Why tail calls fall out for free

In CPS there are no non-tail calls — every call is the last thing its function does, because the "what to do with the result" was passed along as \kappa rather than waited for. So a function call compiles to a jump that reuses the current stack frame, and a loop written as tail recursion runs in constant space with no special "tail-call optimisation" pass — the CPS form is the optimisation.

\mathcal{C}[\![ f\;e ]\!]\,\kappa \;=\; \mathcal{C}[\![ e ]\!]\,\big(\lambda v.\; f\;v\;\kappa\big)

Look at the call f\;v\;\kappa: the function receives the argument and the continuation, and it is in tail position in the continuation lambda. There is nothing after it to come back to. This is the technical content of Steele's slogan "lambda is the ultimate GOTO": once control is explicit, a procedure call and a goto are the same instruction, and the compiler stops treating them differently. That single uniformity is why a CPS-based back end can generate tight, loop-friendly code without a separate control-flow analysis.
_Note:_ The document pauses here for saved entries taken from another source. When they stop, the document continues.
PR #68519, opened 2024-07-18
text/template: fix doc spacing

willfaught:


willfaught:
Copying the original PR description here:

---

This doc syntax:

```md
- The name of a field of the data, which must be a struct, preceded
  by a period, such as
		.Field
```

was producing this formatting in the terminal and pkg.go.dev:

```
The name of a field of the data, which must be a struct, preceded by a period, such as .Field The result is the value of the field.
```

This change makes the formatting more aligned with the intent, and doesn't have bad punctuation:

```
The name of a field of the data, which must be a struct, preceded by a period, such as

.Field

The result is the value of the field.
```

There doesn't appear to be a way to have pre-formatted content inside a list in Go doc, sadly.

PR #68524, opened 2024-07-19
strconv: document that Unquote("''") returns an empty string

### LINKED ISSUE #64280: strconv: Document that Unquote("''") doesn't return error

<pre>
$ go version
go version go1.21.4 darwin/arm64
</pre>

The documentation for `strconv.Unquote` currently reads

> package strconv // import "strconv"
> 
> func Unquote(s string) (string, error)
>     Unquote interprets s as a single-quoted, double-quoted, or backquoted
>     Go string literal, returning the string value that s quotes. (If s is
>     single-quoted, it would be a Go character literal; Unquote returns the
>     corresponding one-character string.)

However, `strconv.Unquote("''")` equals the empty string, whereas from the documentation one would assume this to return an invalid-syntax error. Perhaps a reasonable addition to the documentation would be

> If s is an empty pair of single quotes, Unquote returns the empty string.

yossev:
Fixes #64280

### DIFF
--- a/src/strconv/quote.go
+++ b/src/strconv/quote.go
@@ -378,7 +378,7 @@ func QuotedPrefix(s string) (string, error) {
 // or backquoted Go string literal, returning the string value
 // that s quotes.  (If s is single-quoted, it would be a Go
 // character literal; Unquote returns the corresponding
-// one-character string, For '' Unquote returns the empty string.)
+// one-character string; For '' Unquote returns the empty string.)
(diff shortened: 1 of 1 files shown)


Jorropo:
If anyone got an email about the previous ai powered `pip` installed ai powered issue resolver.
It was created 8 hours ago, a bot is spamming instructions on how to use it on random unrelated repos.

This is very likely to be malware disguised as a python CLI. Use with caution.

PR #68586, opened 2024-07-25
misc/wasm: remove unused argument

Zxilly:
https://developer.mozilla.org/en-US/docs/Web/API/TextEncoder/TextEncoder 
TextEncoder receives no argument and always works under utf-8

previous https://github.com/golang/go/pull/67778


wild-fruits:
- [x] > yhhj@benburkert []()~~~~

PR #78738, opened 2026-04-14
fmt: clarify %q verb is not valid for integers

Jah-yee:
Good day,

As of Go 1.26, go vet reports an error when %q is used with integers:

This commit adds notes to the documentation to clarify that %q should
not be used with integers.

Thank you for your work on this project. I hope this small fix is helpful. Please let me know if there's anything to adjust.

Warmly, RoomWithOutRoof

### DIFF
--- a/src/fmt/doc.go
+++ b/src/fmt/doc.go
@@ -44,6 +44,8 @@ Integer:
 	%o	base 8
 	%O	base 8 with 0o prefix
 	%q	a single-quoted character literal safely escaped with Go syntax.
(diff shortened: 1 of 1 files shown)


afurm:
The %q note mentions %c as an alternative for the character representation, but %c handles Unicode code points while %q is specifically for character literals with Go syntax escaping. For negative integers or large unsigned integers, %c would produce unexpected output. Is it worth also mentioning that %d or %v is the safest general-purpose choice for integers?

PR #78761, opened 2026-04-15
reflect: use MapMaxElemBytes instead of MapMaxKeyBytes

cuiweixie:


src/reflect/map.go
```diff
@@ -97,7 +97,7 @@ func MapOf(key, elem Type) Type {
 	if ktyp.Size_ > abi.MapMaxKeyBytes {
 		mt.Flags |= abi.MapIndirectKey
 	}
-	if etyp.Size_ > abi.MapMaxKeyBytes {
+	if etyp.Size_ > abi.MapMaxElemBytes {
```
afurm, line 100: The `MapIndirectElem` flag controls whether element pointers are stored indirectly (for large elements). Using `MapMaxElemBytes` instead of `MapMaxKeyBytes` here is correct — the size threshold for indirection should match what the runtime actually uses when allocating map buckets. The symmetry with the key-size check two lines above makes the intent clear.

In 1976–78 Guy Steele and Gerald Sussman wrote a series of MIT AI-Lab memos — the "Lambda Papers" — with irresistible titles: Lambda: The Ultimate Imperative, …the Ultimate Declarative, …the Ultimate GOTO. Steele's master's thesis turned the ideas into RABBIT, the first compiler to use CPS as its intermediate language, demonstrating that Scheme's function calls could compile to machine jumps as efficient as any hand-written loop. The lineage continued with ORBIT (Kranz et al., for the T dialect) and Appel's book Compiling with Continuations (1992), which made CPS the backbone of the Standard ML of New Jersey compiler. The provocative claim underneath all of it — that a function call is just a goto that passes arguments — is now simply how compilers think.